- **Description of the task**
In the data below, count how many lines contain "https" and give that number by itself.

- **Given data**
PR #2210, opened 2015-04-22
[CDAP-2238] Add StreamWriterFactory binding to AbstractTwillRunnable

bdmogal:
``StreamWriterFactory`` binding was missing from ``AbstractTwillRunnable``

Jira: [CDAP-2238](https://issues.cask.co/browse/CDAP-2238)
Build: https://builds.cask.co/browse/CDAP-DUT1593

### DIFF
--- a/cdap-app-fabric/src/main/java/co/cask/cdap/app/guice/DistributedProgramRunnerModule.java
+++ b/cdap-app-fabric/src/main/java/co/cask/cdap/app/guice/DistributedProgramRunnerModule.java
@@ -15,11 +15,8 @@
  */
 package co.cask.cdap.app.guice;
 
-import co.cask.cdap.api.data.stream.StreamWriter;
 import co.cask.cdap.app.runtime.ProgramRunner;
 import co.cask.cdap.app.runtime.ProgramRuntimeService;
-import co.cask.cdap.app.stream.DefaultStreamWriter;
-import co.cask.cdap.app.stream.StreamWriterFactory;
 import co.cask.cdap.internal.app.runtime.ProgramRunnerFactory;
 import co.cask.cdap.internal.app.runtime.distributed.DistributedFlowProgramRunner;
 import co.cask.cdap.internal.app.runtime.distributed.DistributedMapReduceProgramRunner;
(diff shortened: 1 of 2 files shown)


cdap-app-fabric/src/main/java/co/cask/cdap/app/guice/DistributedProgramRunnerModule.java
```diff
@@ -63,6 +63,7 @@ protected void configure() {
     // Create StreamWriter factory.
     install(new FactoryModuleBuilder().implement(StreamWriter.class, DefaultStreamWriter.class)
               .build(StreamWriterFactory.class));
+    expose(StreamWriterFactory.class);
```
chtyim: Why? Who uses it?

bdmogal: Not needed. Removed the binding.

cdap-app-fabric/src/main/java/co/cask/cdap/internal/app/runtime/distributed/AbstractProgramTwillRunnable.java
```diff
@@ -380,11 +384,25 @@ public Cancellable announce(String serviceName, int port) {
...
     );
   }
 
+  private Module createStreamFactoryModule() {
+    return new PrivateModule() {
+      @Override
+      protected void configure() {
+        install(new FactoryModuleBuilder().implement(StreamWriter.class, DefaultStreamWriter.class)
+                  .build(StreamWriterFactory.class));
+        expose(StreamWriterFactory.class);
```
chtyim: If you only have one binding and is always exposed, you don't need to use PrivateModule. Just using AbstractModule is fine.

chtyim: But I guess is ok to keep it like this. No need to change.

nitinmotgi:
LGTM :+1:

bdmogal:
Unrelated build failures because of unstable develop. I'm going to merge this, to avoid hogging build resources for this change, since it does not impact any build/unit test scenarios. It only impacts distributed mode, which I have already tested this change on.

- **Completed task**
2